## ASSIGNMENT
Reproduce the data that follows precisely.

## SOURCE DATA
━━━━
PR #1231, opened 2020-03-10
[3087] Tag background jobs correctly when logging

faissalMT:
### Context
We had a large number of errors appearing on Logit but we weren't aware of where they were coming from.

Add job id, queue name and job name when logging.

### Checklist

- [x] Attach to Trello card
- [x] Rebased master
- [x] Cleaned commit history

### DIFF
--- a/app/jobs/bulk_sync_courses_to_find_job.rb
+++ b/app/jobs/bulk_sync_courses_to_find_job.rb
@@ -5,6 +5,9 @@ class BulkSyncCoursesToFindJob < ApplicationJob
   end
 
   def perform
+    RequestStore.store[:job_id] = provider_job_id
+    RequestStore.store[:job_queue] = queue_name
+
     syncable_courses = RecruitmentCycle.syncable_courses
 
     if syncable_courses.present?
--- a/config/environments/production.rb
+++ b/config/environments/production.rb
@@ -35,12 +35,6 @@ Rails.application.configure do
   config.log_tags = [:request_id] # Prepend all log lines with the following tags.
   config.log_level = Settings.log_level
 
-  if Settings.logstash.host && Settings.logstash.port
-    config.logger = LogStashLogger.new(Settings.logstash.to_h)
-  else
-    config.logger = ActiveSupport::Logger.new(STDOUT)
-    config.logger.warn("logstash not configured, falling back to standard Rails logging")
-  end
   config.active_record.logger = nil # Don't log SQL in production
 
   # Use a different cache store in production.
--- a/config/initializers/semantic_logger.rb
+++ b/config/initializers/semantic_logger.rb
@@ -1,18 +1,66 @@
-if Settings.logstash.host && Settings.logstash.port
-  logstash_formatter = Proc.new do |event|
-    # The value here appears to break logging to logstash / elasticsearch
-    event["duration"] = event["duration_ms"]
-    event["duration_ms"] = nil
+class LogStashFormatter < SemanticLogger::Formatters::Raw
+  def format_json_message_context
+    if hash[:message].present?
+      context = JSON.parse(hash[:message])["context"]
+      hash[:sidekiq_job_context] = hash[:message]
+      hash[:message] = context
+    end
+  rescue JSON::ParserError
+    nil
+  end
 
-    # For some reason logstash / elasticsearch drops events where the payload
-    # is a hash. These are more conveniently accessed at the top level of the
-    # event, anyway, so we move it there.
+  def format_exception
+    exception_message = hash.dig(:exception, :message)
+    if exception_message.present?
+      hash[:message] = "Exception occured: #{exception_message}"
+    end
+  end
+
+  def format_backtrace
+    if hash[:message]&.start_with?("/")
+      message_lines = hash[:message].split("\n")
+      if message_lines.all? { |line| line.start_with?("/") }
+        hash[:backtrace] = hash[:message]
+        hash[:message] = "Exception occured: #{message_lines.first}"
+      end
+    end
+  end
+
+  # The value here appears to break logging to logstash / elasticsearch
+  def format_duration
+    hash[:duration] = hash[:duration_ms]
+    hash[:duration_ms] = nil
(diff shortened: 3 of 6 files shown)


app/jobs/bulk_sync_courses_to_find_job.rb
```diff
@@ -5,6 +5,9 @@ class SearchAndCompareRequestError < StandardError
   end
 
   def perform
+    RequestStore.store[:job_id] = provider_job_id
```
TobyRet: I get that RequestStore is storing the `job_id` and `queue_name`. I'm guessing that the `customize_event` you defined in `production.rb` passes on these values. Is the event only sent if values exist?

faissalMT: No, if they don't exist they'll just be nil.

misaka: Kibana has a way to filter events based on the non-existence of a field. Sounds like it might be better to _not_ include this if there is no data for it (in `production.rb`).

config/environments/production.rb
```diff
@@ -1,3 +1,11 @@
+def logstash_settings
+  logstash_custom_event = ->(event) do
+    event["job_id"] = RequestStore.store[:job_id]
+    event["job_queue"] = RequestStore.store[:job_queue]
+  end
+  Settings.logstash.to_h.merge(customize_event: logstash_custom_event)
+end
```
misaka: Would we not want this data if `qa` or `staging`?

misaka:
[[1d] Tag background jobs correctly for logit.](https://trello.com/c/5eW3TNWt/3087-1d-tag-background-jobs-correctly-for-logit)

misaka:
@faissalMT did you have a look at how Semantic Logger manages to do one-line logging with Rails, and whether there's a way to do it with Sidekiq?

faissalMT:
If Azure isn't just using the `docker-compose` then it will need to have `RAILS_APPLICATION_NAME` set for each container. For the `docker-compose` I've added the relevant values.

@misaka I had a brief look around but I couldn't find anything about 'one line logging' or similar terms

misaka:
> Rails
>
> The rails_semantic_logger gem replaces the default Rails logger with Semantic Logger. It also reduces Rails logging output in production to almost a single line for every Controller-Action call.

https://rocketjob.github.io/semantic_logger/rails.html

gpeng:
> @gpeng If Azure isn't just using the `docker-compose` then it will need to have `RAILS_APPLICATION_NAME` set for each container. For the `docker-compose` I've added the relevant values.

I don't think it does but I can't see where the separate containers for jobs run in Azure. Maybe @rizzkhan1 / @saliceti can advise?

config/initializers/semantic_logger.rb
```diff
@@ -14,5 +14,5 @@
   end
 
   log_stash = LogStashLogger.new(Settings.logstash.to_h.merge(customize_event: logstash_formatter))
-  SemanticLogger.add_appender(logger: log_stash, level: :info, formatter: :json)
+  SemanticLogger.add_appender(logger: log_stash, level: :info, formatter: :one_line)
```
misaka: I'm not sure this is the change we want, have you tested this? You can test by setting the appropriate env vars to log to Logit. But ... I expect that we need `:json` here, to interface with logstash.

What I'm trying to say, and I'm sorry I haven't been clear, is when a request comes into Rails, `semantic-logger` takes all the log events that normally get emitted, and turn them into a single event with all the information. To borrow from the [Semantic Logger Rails page](https://rocketjob.github.io/semantic_logger/rails.html) I mentioned above, this means that this:

Normal Rails Logs

Gets turned into this:

Semantic Logger Rails Logs

And likewise, instead of sending a bunch of events to Logit, it just sends one. What I wanted us to spend a little bit of times on is to see if we can replicate this for Sidekiq so that we send one log event with just the info we need to Logit for each job that gets processed. It's a little pie-in-the-sky, but I figured that with the prior-art in Semantic Logger we just might be able to figure this out.

rizzkhan1:
> > @gpeng If Azure isn't just using the `docker-compose` then it will need to have `RAILS_APPLICATION_NAME` set for each container. For the `docker-compose` I've added the relevant values.
> 
> I don't think it does but I can't see where the separate containers for jobs run in Azure. Maybe @rizzkhan1 / @saliceti can advise?

I think env value `RAILS_APPLICATION_NAME` set for each container in docker-compose file method should work fine. Alternatively we could set that as an environmental variable on the infrastructure - latter would require changes in azure\template.json file

config/initializers/semantic_logger.rb
```diff
@@ -1,18 +1,65 @@
...
-    event["duration"] = event["duration_ms"]
-    event["duration_ms"] = nil
+class LogStashFormatter < SemanticLogger::Formatters::Raw
+  def format_json_message_context
+    if hash[:message].present?
+      context = JSON.parse(hash[:message])["context"]
+      hash[:sidekiq_job_context] = hash[:message]
+      hash[:message] = context
+    end
+  rescue JSON::ParserError
```
misaka: Is this the right thing to do? I _think_ this executes in a separate thread and if this exception is raised it won't actually interfere with Sidekiq.

faissalMT: The intent here is to continue as normal if the data in the message isn't valid JSON, rather than deciding based on whether or not it begins with a given string.

misaka: My concern is just that we'll swallow up this error and never see it. OTOH, if we raise an error in this thread, I expect it'll log something to stdout and keep trying to send stuff to logstash. Will approve anyway as this is mostly conjecture.

misaka:
Do we need to add the setting `SETTINGS__APPLICATION` to the pipeline?

config/initializers/semantic_logger.rb
faissalMT: No the error will still be sent to logstash, it just won't be nicely formatted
━━━━
## EXERCISE OUTPUT
PR #1231, opened 2020-03-10
[3087] Tag background jobs correctly when logging

faissalMT:
### Context
We had a large number of errors appearing on Logit but we weren't aware of where they were coming from.

Add job id, queue name and job name when logging.

### Checklist

- [x] Attach to Trello card
- [x] Rebased master
- [x] Cleaned commit history

### DIFF
--- a/app/jobs/bulk_sync_courses_to_find_job.rb
+++ b/app/jobs/bulk_sync_courses_to_find_job.rb
@@ -5,6 +5,9 @@ class BulkSyncCoursesToFindJob < ApplicationJob
   end
 
   def perform
+    RequestStore.store[:job_id] = provider_job_id
+    RequestStore.store[:job_queue] = queue_name
+
     syncable_courses = RecruitmentCycle.syncable_courses
 
     if syncable_courses.present?
--- a/config/environments/production.rb
+++ b/config/environments/production.rb
@@ -35,12 +35,6 @@ Rails.application.configure do
   config.log_tags = [:request_id] # Prepend all log lines with the following tags.
   config.log_level = Settings.log_level
 
-  if Settings.logstash.host && Settings.logstash.port
-    config.logger = LogStashLogger.new(Settings.logstash.to_h)
-  else
-    config.logger = ActiveSupport::Logger.new(STDOUT)
-    config.logger.warn("logstash not configured, falling back to standard Rails logging")
-  end
   config.active_record.logger = nil # Don't log SQL in production
 
   # Use a different cache store in production.
--- a/config/initializers/semantic_logger.rb
+++ b/config/initializers/semantic_logger.rb
@@ -1,18 +1,66 @@
-if Settings.logstash.host && Settings.logstash.port
-  logstash_formatter = Proc.new do |event|
-    # The value here appears to break logging to logstash / elasticsearch
-    event["duration"] = event["duration_ms"]
-    event["duration_ms"] = nil
+class LogStashFormatter < SemanticLogger::Formatters::Raw
+  def format_json_message_context
+    if hash[:message].present?
+      context = JSON.parse(hash[:message])["context"]
+      hash[:sidekiq_job_context] = hash[:message]
+      hash[:message] = context
+    end
+  rescue JSON::ParserError
+    nil
+  end
 
-    # For some reason logstash / elasticsearch drops events where the payload
-    # is a hash. These are more conveniently accessed at the top level of the
-    # event, anyway, so we move it there.
+  def format_exception
+    exception_message = hash.dig(:exception, :message)
+    if exception_message.present?
+      hash[:message] = "Exception occured: #{exception_message}"
+    end
+  end
+
+  def format_backtrace
+    if hash[:message]&.start_with?("/")
+      message_lines = hash[:message].split("\n")
+      if message_lines.all? { |line| line.start_with?("/") }
+        hash[:backtrace] = hash[:message]
+        hash[:message] = "Exception occured: #{message_lines.first}"
+      end
+    end
+  end
+
+  # The value here appears to break logging to logstash / elasticsearch
+  def format_duration
+    hash[:duration] = hash[:duration_ms]
+    hash[:duration_ms] = nil
(diff shortened: 3 of 6 files shown)


app/jobs/bulk_sync_courses_to_find_job.rb
```diff
@@ -5,6 +5,9 @@ class SearchAndCompareRequestError < StandardError
   end
 
   def perform
+    RequestStore.store[:job_id] = provider_job_id
```
TobyRet: I get that RequestStore is storing the `job_id` and `queue_name`. I'm guessing that the `customize_event` you defined in `production.rb` passes on these values. Is the event only sent if values exist?

faissalMT: No, if they don't exist they'll just be nil.

misaka: Kibana has a way to filter events based on the non-existence of a field. Sounds like it might be better to _not_ include this if there is no data for it (in `production.rb`).

config/environments/production.rb
```diff
@@ -1,3 +1,11 @@
+def logstash_settings
+  logstash_custom_event = ->(event) do
+    event["job_id"] = RequestStore.store[:job_id]
+    event["job_queue"] = RequestStore.store[:job_queue]
+  end
+  Settings.logstash.to_h.merge(customize_event: logstash_custom_event)
+end
```
misaka: Would we not want this data if `qa` or `staging`?

misaka:
[[1d] Tag background jobs correctly for logit.](https://trello.com/c/5eW3TNWt/3087-1d-tag-background-jobs-correctly-for-logit)

misaka:
@faissalMT did you have a look at how Semantic Logger manages to do one-line logging with Rails, and whether there's a way to do it with Sidekiq?

faissalMT:
If Azure isn't just using the `docker-compose` then it will need to have `RAILS_APPLICATION_NAME` set for each container. For the `docker-compose` I've added the relevant values.

@misaka I had a brief look around but I couldn't find anything about 'one line logging' or similar terms

misaka:
> Rails
>
> The rails_semantic_logger gem replaces the default Rails logger with Semantic Logger. It also reduces Rails logging output in production to almost a single line for every Controller-Action call.

https://rocketjob.github.io/semantic_logger/rails.html

gpeng:
> @gpeng If Azure isn't just using the `docker-compose` then it will need to have `RAILS_APPLICATION_NAME` set for each container. For the `docker-compose` I've added the relevant values.

I don't think it does but I can't see where the separate containers for jobs run in Azure. Maybe @rizzkhan1 / @saliceti can advise?

config/initializers/semantic_logger.rb
```diff
@@ -14,5 +14,5 @@
   end
 
   log_stash = LogStashLogger.new(Settings.logstash.to_h.merge(customize_event: logstash_formatter))
-  SemanticLogger.add_appender(logger: log_stash, level: :info, formatter: :json)
+  SemanticLogger.add_appender(logger: log_stash, level: :info, formatter: :one_line)
```
misaka: I'm not sure this is the change we want, have you tested this? You can test by setting the appropriate env vars to log to Logit. But ... I expect that we need `:json` here, to interface with logstash.

What I'm trying to say, and I'm sorry I haven't been clear, is when a request comes into Rails, `semantic-logger` takes all the log events that normally get emitted, and turn them into a single event with all the information. To borrow from the [Semantic Logger Rails page](https://rocketjob.github.io/semantic_logger/rails.html) I mentioned above, this means that this:

Normal Rails Logs

Gets turned into this:

Semantic Logger Rails Logs

And likewise, instead of sending a bunch of events to Logit, it just sends one. What I wanted us to spend a little bit of times on is to see if we can replicate this for Sidekiq so that we send one log event with just the info we need to Logit for each job that gets processed. It's a little pie-in-the-sky, but I figured that with the prior-art in Semantic Logger we just might be able to figure this out.

rizzkhan1:
> > @gpeng If Azure isn't just using the `docker-compose` then it will need to have `RAILS_APPLICATION_NAME` set for each container. For the `docker-compose` I've added the relevant values.
> 
> I don't think it does but I can't see where the separate containers for jobs run in Azure. Maybe @rizzkhan1 / @saliceti can advise?

I think env value `RAILS_APPLICATION_NAME` set for each container in docker-compose file method should work fine. Alternatively we could set that as an environmental variable on the infrastructure - latter would require changes in azure\template.json file

config/initializers/semantic_logger.rb
```diff
@@ -1,18 +1,65 @@
...
-    event["duration"] = event["duration_ms"]
-    event["duration_ms"] = nil
+class LogStashFormatter < SemanticLogger::Formatters::Raw
+  def format_json_message_context
+    if hash[:message].present?
+      context = JSON.parse(hash[:message])["context"]
+      hash[:sidekiq_job_context] = hash[:message]
+      hash[:message] = context
+    end
+  rescue JSON::ParserError
```
misaka: Is this the right thing to do? I _think_ this executes in a separate thread and if this exception is raised it won't actually interfere with Sidekiq.

faissalMT: The intent here is to continue as normal if the data in the message isn't valid JSON, rather than deciding based on whether or not it begins with a given string.

misaka: My concern is just that we'll swallow up this error and never see it. OTOH, if we raise an error in this thread, I expect it'll log something to stdout and keep trying to send stuff to logstash. Will approve anyway as this is mostly conjecture.

misaka:
Do we need to add the setting `SETTINGS__APPLICATION` to the pipeline?

config/initializers/semantic_logger.rb
faissalMT: No the error will still be sent to logstash, it just won't be nicely formatted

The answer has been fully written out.